Florentino Jimón Barba is a Mexican potter based in Tonalá, Jalisco.

Jimón Barba is the head of a ceramics family with over fifty years of experience. This began with Florentino's father, Agustín Jimón, who began working with clay as a child and later taught his son. Today, the children of this family grow up around clay and pottery at the family workshop in Tonalá.

Jimón Barba primarily works in bruñido and bandera, types of Jalisco pottery. Most of the bruñido (burnished) pieces are miniatures. Bandera pottery is so-called as it has a red background with the designs painted on in white and green, the colors of the Mexican flag.

Jimón Barba is noted for his traditional ceramics techniques, using white, black, and red clays obtained locally. Unlike most ceramics families in Tonalá, they do not work the raw clay with their feet, feeling that this damages the clay and disrespects it. Instead, they use their hands. He creates the pieces by hand and with molds. After drying, the pieces are then covered in a slip to seal the pores and make the background color uniform. The paints are made from slips and minerals, rather than commercial or industrial paints.
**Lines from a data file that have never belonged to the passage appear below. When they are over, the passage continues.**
PR #2252, opened 2017-04-11
Libsnark in tree

### LINKED ISSUE #820: Move libsnark in tree
Should we move libsnark out of the depends system and into the project, like upstream does with libsecp256k1 and other code?
- We need c++11 support for libsnark, but we shouldn't need to enable it for the entire build system like we are now.
- The depends system is primarily intended for packages that are typically available as system packages. As of now, the only package that doesn't fit in this category is libsnark. (This issue will hold back the use of Zcash on other platforms like Windows.)
- We need to isolate the compilation artifacts of libsnark to a single process; right now it is mixed between the depends system and the bitcoin build system. In addition, libsnark symbols have leaked all over the project, when we should only need them within one contained compilation unit.
- libsnark, as we currently use it, only needs us to compile [a few files](https://github.com/ebfull/bellman/blob/master/tinysnark/build.rs#L23). We're currently compiling a ton of stuff that we don't need to.

ebfull:
This PR brings libsnark in tree and integrates its tests into our gtest system, fixing some bugs along the way.

There are now even more advantages to doing this. Lockstep changes between zcash and libsnark have become difficult to properly review and test together, and the testing framework we use for zcash (with security hardening and code coverage) can now be applied to libsnark.

Closes #820


ebfull:
@zkbot try

src/libsnark/algebra/curves/tests/test_groups.cpp
```diff
@@ -0,0 +1,175 @@
...
+        ss >> gg;
+        assert(g == gg);
+        /* use a random point in next iteration */
+        g = GroupT::random_element();
+    }
+}
+
+int main(void)
+{
+    edwards_pp::init_public_params();
```
arielgabizon: should we get rid of any mention of curves except alt_bn128?

ebfull: I can just remove these tests because I've ported them to gtest. :)

daira:

str4d:
Is the goal that we move zcash/libsnark development entirely in-tree, or will changes continue to be made in the fork? If the latter, then we should use a Git subtree, like our other in-repo dependencies (UniValue and libsecp256k1).

ebfull:
Rebased.

ebfull:
@str4d We don't use a git subtree for libsecp256k1. I did implement this via subtrees about a year ago but decided that since git clean doesn't act recursively it's not a good idea. I definitely think we should be performing libsnark/zcash changes for our fork in lockstep. (See #820 for more motivations and discussion.)

str4d:
> @str4d We don't use a git subtree for libsecp256k1.

AFAICT we do - or rather, Bitcoin Core does.

ebfull:
Oh, I may have been confusing subtrees with submodules. Regardless, there is the same problem with recursive `git clean` and confusing lockstep changes.

Generally, it's not clear to me that there is any good motivation for having our libsnark fork (which is heavily stripped down to remove unneeded upstream code and support our serialization formats and other changes) in a separate repository. Aside from critical bugfixes, I think it's unlikely we will adopt upstream changes again due to the large surface area for code review and auditing.

As we can see from this PR, integrating its tests directly into our test suite has already identified a buffer overflow in production code and several other bugs in tests. If the aforementioned problems with `git clean` can be solved, we can adopt subtrees then.

daira:
I'm with @ebfull on not needing to having our libsnark fork in a separate repo.

I'm with @str4d on preferring use of ``git subtree``, to make it easier for us to merge from / submit to upstream scipr-lab/libsnark. As far as I know this won't cause any problem with ``git clean``.

Tutorial article about ``git subtree``: https://www.atlassian.com/git/articles/alternatives-to-git-submodule-git-subtree

ebfull:
@daira should we pair on adding git subtree to this PR, or preferably, me convincing you that it isn't necessary for this PR?

tromer:
The authors of upstream libsnark hope to it merged with, or staying close to zcash/libsnark. Ongoing refactoring work on the libsnark side should make this easier.

While evidently both sides lack of the cycles to make this happen at the moment, I suggest minimizing changes that will make such merging/tracking more difficult.

nathan-at-least:
Bumped due to insufficient time to review.

ebfull:
I respect that we had to bump this out due to process/timing constraints, but I hope we don't bump it out again as it was well-motivated in our previous meetings, fixes a buffer overflow in our code, and introduces tests into our CI that we currently do not run.

src/Makefile.am
```diff
@@ -493,6 +498,18 @@ libzcash_a_LDFLAGS = $(HARDENED_LDFLAGS)
...
+libsnark_a_SOURCES = \
+  libsnark/algebra/curves/alt_bn128/alt_bn128_g1.cpp \
+  libsnark/algebra/curves/alt_bn128/alt_bn128_g2.cpp \
+  libsnark/algebra/curves/alt_bn128/alt_bn128_init.cpp \
+  libsnark/algebra/curves/alt_bn128/alt_bn128_pairing.cpp \
+  libsnark/algebra/curves/alt_bn128/alt_bn128_pp.cpp \
+  libsnark/common/utils.cpp \
+  libsnark/common/profiling.cpp
+
+libsnark_a_CPPFLAGS = -fPIC -O2 -march=x86-64 -DMONTGOMERY_OUTPUT -DBINARY_OUTPUT -DNO_PT_COMPRESSION=1 -DMULTICORE -DCURVE_ALT_BN128 -fopenmp -DNO_PROCPS -static -DSTATIC -I./libsnark/
```
daira: What happened to ``NO_DOCS`` and ``NO_SUPERCOP``?

src/Makefile.am
```diff
@@ -47,6 +49,7 @@ EXTRA_LIBRARIES = \
   libbitcoin_common.a \
   libbitcoin_server.a \
   libbitcoin_cli.a \
+  libsnark.a \
```
daira: In ``*_LDADD`` libsnark is after libzcash; is it important that this is different? If not then make it the same.

src/Makefile.am
daira: libzcash for example doesn't have ``-march=x86-64``. Is that actually necessary, or should we just let gcc pick the arch by its normal rules?

daira: Also, libsnark.mk had these as CXXFLAGS, not CPPFLAGS. Does that matter?

src/Makefile.am
```diff
@@ -490,7 +490,7 @@ libzcash_a_SOURCES = \
   zcash/circuit/prfs.tcc \
   zcash/circuit/utils.tcc
 
-libzcash_a_CPPFLAGS = -DMULTICORE -fopenmp -fPIC -DBINARY_OUTPUT -DCURVE_ALT_BN128 -DBOOST_SPIRIT_THREADSAFE -DHAVE_BUILD_INFO -D__STDC_FORMAT_MACROS $(HARDENED_CPPFLAGS) -pipe -O1 -g -Wstack-protector -fstack-protector-all -fPIE -fvisibility=hidden -DSTATIC $(BITCOIN_INCLUDES)
+libzcash_a_CPPFLAGS = -DMULTICORE -fopenmp -fPIC -DBINARY_OUTPUT -DCURVE_ALT_BN128 -DNO_PT_COMPRESSION=1 -DBOOST_SPIRIT_THREADSAFE -DHAVE_BUILD_INFO -D__STDC_FORMAT_MACROS $(HARDENED_CPPFLAGS) -pipe -O1 -g -Wstack-protector -fstack-protector-all -fPIE -fvisibility=hidden -DSTATIC $(BITCOIN_INCLUDES)
```
daira: Nit: this change should have been in the previous commit.

src/Makefile.gtest.include
```diff
@@ -34,14 +34,15 @@ zcash_gtest_SOURCES += \
...
+	gtest/test_libsnark.cpp \
 	gtest/test_proofs.cpp \
 	gtest/test_checkblock.cpp
 if ENABLE_WALLET
 zcash_gtest_SOURCES += \
 	wallet/gtest/test_wallet.cpp
 endif
 
-zcash_gtest_CPPFLAGS = -DMULTICORE -fopenmp -DBINARY_OUTPUT -DCURVE_ALT_BN128 -DSTATIC $(BITCOIN_INCLUDES)
+zcash_gtest_CPPFLAGS = -DMULTICORE -fopenmp -DMONTGOMERY_OUTPUT -DBINARY_OUTPUT -DCURVE_ALT_BN128 -DNO_PT_COMPRESSION=1 -DSTATIC $(BITCOIN_INCLUDES)
```
daira: Nit: this change should have been in the previous commit.

src/gtest/test_libsnark.cpp
```diff
@@ -0,0 +1,470 @@
...
+    }
+
+    template<typename FieldT>
+    void test_sqrt()
+    {
+        for (size_t i = 0; i < 100; ++i)
+        {
+            FieldT a = FieldT::random_element();
+            FieldT asq = a.squared();
+            ASSERT_TRUE(asq.sqrt() == a || asq.sqrt() == -a);
```
daira: This test might fail if ``sqrt()`` were nondeterministic in its choice of square-root, which AFAIK would satisfy its specification.

src/libsnark/algebra/fields/bigint.tcc
```diff
@@ -201,7 +201,7 @@ inline bigint<m> bigint<n>::shorten(const bigint<m>& q, const char *msg) const
         }
     }
     bigint<m> res;
-    mpn_copyi(res.data, data, n);
+    mpn_copyi(res.data, data, m);
```
daira: I think this fix should be in a separate commit. (We decided that it was probably not exploitable in Zcash, so it's OK for the commit to give more details the bug.)

src/Makefile.am
ebfull: `NO_DOCS` and `NO_SUPERCOP` are no longer relevant with our fork and build infrastructure.

We do actually pass `-march=x86-64` currently in the depends system, but I don't know why.

And finally nah it doesn't matter as far as I know.

src/Makefile.am
ebfull: It isn't important that they're different AFAIK, but making them the same is fine by me.

src/gtest/test_libsnark.cpp
ebfull: Absolutely true, this is a bug in the upstream test. I can fix that.

ebfull:
Thanks @daira for the review. I'll try to revisit this PR when I get a chance.

src/gtest/test_libsnark.cpp
```diff
@@ -0,0 +1,470 @@
...
+    remainder.limit(b2, "test");
+
+    try {
+        (void)(quotient.shorten(b1, "test"));
+        ASSERT_TRUE(false);
+    } catch (std::domain_error) {}
+    try {
+        remainder.limit(remainder, "test");
+        ASSERT_TRUE(false);
+    } catch (std::domain_error) {}
```
daira: Replace these with [ASSERT_THROW](https://github.com/google/googletest/blob/master/googletest/docs/AdvancedGuide.md#exception-assertions).

daira: Also consider using ``EXPECT_*`` instead of ``ASSERT_*`` (to get all failures rather than just the first in a test), and ``EXPECT_EQUAL(a, b)`` instead of ASERT_TRUE(a == b)`` (to print ``a`` and ``b`` in the failure message).

nathan-at-least:
I moved this earlier in time by placing it in the 1.0.10 CI milestone (which targets two weeks prior to release). This is in order to ensure we add proper CI coverage for libsnark after this merges.

nathan-at-least:
I'd like to merge this soon, but I want the review process to ensure we cover these two issues:

- https://github.com/zcash/zcash/issues/820?#issuecomment-306620242
- https://github.com/zcash/zcash/issues/820?#issuecomment-306622087

nathan-at-least:
NACK on a test of backporting from upstream and porting to upstream to see how painful it is. See https://github.com/zcash/zcash/issues/820#issuecomment-312734744 .

str4d:
Adding to 1.0.13 milestone for posterity, but I will be opening a new PR that I think will be merged preferentially.

str4d:
Closing because we merged #2652.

This includes the whites, which are difficult to grind and must be used before they turn grey.

The artisan and his family create round pots, large jars called “tibores,” cantaros, flower vases, platters, bowls, and other utilitarian items, as well as miniatures, storage boxes, and decorative spheres. Decorative motifs include James the Greater in various forms, eagles, serpents, Tastoanes, naguals, stylized flowers, other vegetation and suns.

Jimón Barba's work has won awards in both Mexico and abroad. He was named a “grand master” by the Fomento Cultural Banamex.